WORK TASK
Since only the total matters, count the lines of these entries containing the word "records" and write that total alone.

DATA
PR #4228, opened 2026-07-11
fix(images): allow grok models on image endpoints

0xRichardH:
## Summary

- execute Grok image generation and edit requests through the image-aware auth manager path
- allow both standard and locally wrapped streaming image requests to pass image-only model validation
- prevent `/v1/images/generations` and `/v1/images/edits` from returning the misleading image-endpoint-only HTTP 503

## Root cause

* * *

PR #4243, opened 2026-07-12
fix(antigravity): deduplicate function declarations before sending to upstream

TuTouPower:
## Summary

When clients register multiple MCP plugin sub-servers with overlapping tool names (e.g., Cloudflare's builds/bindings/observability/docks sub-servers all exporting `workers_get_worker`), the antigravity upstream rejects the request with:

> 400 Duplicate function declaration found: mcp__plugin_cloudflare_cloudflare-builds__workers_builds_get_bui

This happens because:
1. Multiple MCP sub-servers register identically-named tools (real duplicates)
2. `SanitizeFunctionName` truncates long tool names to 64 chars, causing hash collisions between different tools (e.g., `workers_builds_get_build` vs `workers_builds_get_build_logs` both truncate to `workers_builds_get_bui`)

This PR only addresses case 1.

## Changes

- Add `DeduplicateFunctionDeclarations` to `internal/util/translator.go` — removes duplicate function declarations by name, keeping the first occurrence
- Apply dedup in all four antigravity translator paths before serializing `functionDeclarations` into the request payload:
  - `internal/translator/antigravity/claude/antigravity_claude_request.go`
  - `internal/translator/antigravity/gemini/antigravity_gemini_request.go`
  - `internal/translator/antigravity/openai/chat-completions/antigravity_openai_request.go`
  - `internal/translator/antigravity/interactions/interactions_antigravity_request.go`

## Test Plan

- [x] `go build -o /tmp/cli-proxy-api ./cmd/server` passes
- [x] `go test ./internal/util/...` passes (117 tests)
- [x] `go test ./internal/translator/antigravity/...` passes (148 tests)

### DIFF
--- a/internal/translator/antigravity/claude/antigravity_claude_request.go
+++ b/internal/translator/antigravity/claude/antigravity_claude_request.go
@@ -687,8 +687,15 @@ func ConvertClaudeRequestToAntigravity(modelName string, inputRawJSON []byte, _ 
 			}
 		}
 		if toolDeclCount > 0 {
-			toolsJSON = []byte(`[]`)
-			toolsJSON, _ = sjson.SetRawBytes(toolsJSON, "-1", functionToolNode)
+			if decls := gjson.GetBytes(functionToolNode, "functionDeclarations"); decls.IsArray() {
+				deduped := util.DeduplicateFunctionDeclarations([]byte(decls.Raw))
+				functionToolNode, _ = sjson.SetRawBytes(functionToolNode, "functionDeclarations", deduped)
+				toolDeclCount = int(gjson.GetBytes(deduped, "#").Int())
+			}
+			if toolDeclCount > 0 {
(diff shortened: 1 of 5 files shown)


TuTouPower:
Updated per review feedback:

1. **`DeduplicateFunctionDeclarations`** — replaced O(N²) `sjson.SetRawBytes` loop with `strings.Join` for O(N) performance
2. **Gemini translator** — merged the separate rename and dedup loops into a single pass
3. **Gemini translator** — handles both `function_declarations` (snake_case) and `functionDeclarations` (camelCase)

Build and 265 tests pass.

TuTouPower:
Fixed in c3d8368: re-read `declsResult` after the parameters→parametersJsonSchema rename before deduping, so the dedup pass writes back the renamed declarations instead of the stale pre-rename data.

--

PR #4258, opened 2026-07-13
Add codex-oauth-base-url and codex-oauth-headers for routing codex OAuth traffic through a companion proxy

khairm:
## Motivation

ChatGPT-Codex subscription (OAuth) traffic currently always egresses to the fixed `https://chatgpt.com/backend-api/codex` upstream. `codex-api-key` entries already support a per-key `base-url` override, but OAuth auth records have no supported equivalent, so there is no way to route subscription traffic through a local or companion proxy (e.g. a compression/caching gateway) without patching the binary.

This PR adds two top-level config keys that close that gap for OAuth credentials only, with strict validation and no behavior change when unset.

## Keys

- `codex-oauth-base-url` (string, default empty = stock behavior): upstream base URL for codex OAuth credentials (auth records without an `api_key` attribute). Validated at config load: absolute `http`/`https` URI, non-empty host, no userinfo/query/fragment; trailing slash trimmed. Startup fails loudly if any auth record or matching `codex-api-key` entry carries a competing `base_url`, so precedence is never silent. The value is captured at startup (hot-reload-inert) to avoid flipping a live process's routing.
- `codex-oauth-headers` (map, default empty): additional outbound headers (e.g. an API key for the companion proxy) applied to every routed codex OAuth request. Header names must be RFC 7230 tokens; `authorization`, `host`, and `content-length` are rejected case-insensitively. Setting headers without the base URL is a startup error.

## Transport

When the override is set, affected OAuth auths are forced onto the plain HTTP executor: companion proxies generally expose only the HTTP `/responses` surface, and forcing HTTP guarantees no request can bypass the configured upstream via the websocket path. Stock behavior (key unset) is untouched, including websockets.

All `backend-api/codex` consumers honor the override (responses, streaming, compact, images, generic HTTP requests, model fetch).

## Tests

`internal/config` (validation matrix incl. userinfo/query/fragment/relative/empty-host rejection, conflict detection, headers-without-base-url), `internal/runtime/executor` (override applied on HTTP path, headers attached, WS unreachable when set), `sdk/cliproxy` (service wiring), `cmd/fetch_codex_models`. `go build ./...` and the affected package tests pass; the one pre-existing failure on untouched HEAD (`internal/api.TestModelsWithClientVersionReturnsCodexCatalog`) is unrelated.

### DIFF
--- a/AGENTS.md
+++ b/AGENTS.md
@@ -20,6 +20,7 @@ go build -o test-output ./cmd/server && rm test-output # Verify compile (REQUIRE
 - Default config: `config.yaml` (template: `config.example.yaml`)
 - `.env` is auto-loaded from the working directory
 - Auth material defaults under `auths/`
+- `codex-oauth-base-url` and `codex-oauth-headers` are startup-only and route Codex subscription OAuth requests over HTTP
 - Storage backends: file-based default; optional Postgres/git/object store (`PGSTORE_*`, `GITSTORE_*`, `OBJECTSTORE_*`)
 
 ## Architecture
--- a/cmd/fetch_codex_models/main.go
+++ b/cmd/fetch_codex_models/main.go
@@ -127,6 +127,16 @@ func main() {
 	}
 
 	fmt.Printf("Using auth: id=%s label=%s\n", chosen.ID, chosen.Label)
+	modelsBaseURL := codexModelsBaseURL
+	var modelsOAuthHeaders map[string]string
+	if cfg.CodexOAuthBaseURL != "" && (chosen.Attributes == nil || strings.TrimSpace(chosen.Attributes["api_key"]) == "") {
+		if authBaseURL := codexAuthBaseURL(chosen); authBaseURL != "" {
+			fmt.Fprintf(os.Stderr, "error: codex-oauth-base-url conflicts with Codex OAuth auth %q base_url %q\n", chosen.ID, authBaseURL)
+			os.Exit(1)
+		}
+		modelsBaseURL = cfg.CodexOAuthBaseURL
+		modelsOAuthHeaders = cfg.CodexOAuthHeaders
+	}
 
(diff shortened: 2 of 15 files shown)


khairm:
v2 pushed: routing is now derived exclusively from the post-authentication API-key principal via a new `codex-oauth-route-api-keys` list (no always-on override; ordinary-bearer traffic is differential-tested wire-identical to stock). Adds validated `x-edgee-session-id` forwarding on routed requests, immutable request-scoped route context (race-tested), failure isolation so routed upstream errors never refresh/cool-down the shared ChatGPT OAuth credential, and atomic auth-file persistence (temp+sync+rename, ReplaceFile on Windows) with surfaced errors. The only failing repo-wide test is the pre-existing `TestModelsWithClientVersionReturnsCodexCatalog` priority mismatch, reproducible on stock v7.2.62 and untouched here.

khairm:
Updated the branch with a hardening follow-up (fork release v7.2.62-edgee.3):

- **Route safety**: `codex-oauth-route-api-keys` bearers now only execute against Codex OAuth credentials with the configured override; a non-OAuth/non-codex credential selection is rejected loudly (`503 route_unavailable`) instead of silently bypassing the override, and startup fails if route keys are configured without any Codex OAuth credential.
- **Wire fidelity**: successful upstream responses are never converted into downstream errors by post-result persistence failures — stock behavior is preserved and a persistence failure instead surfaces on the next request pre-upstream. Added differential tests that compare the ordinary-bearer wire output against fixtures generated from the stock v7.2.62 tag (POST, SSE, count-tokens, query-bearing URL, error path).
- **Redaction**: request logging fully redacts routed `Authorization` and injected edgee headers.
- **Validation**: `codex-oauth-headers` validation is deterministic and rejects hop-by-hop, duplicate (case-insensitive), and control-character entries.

OUTPUT OF THE EXERCISE
2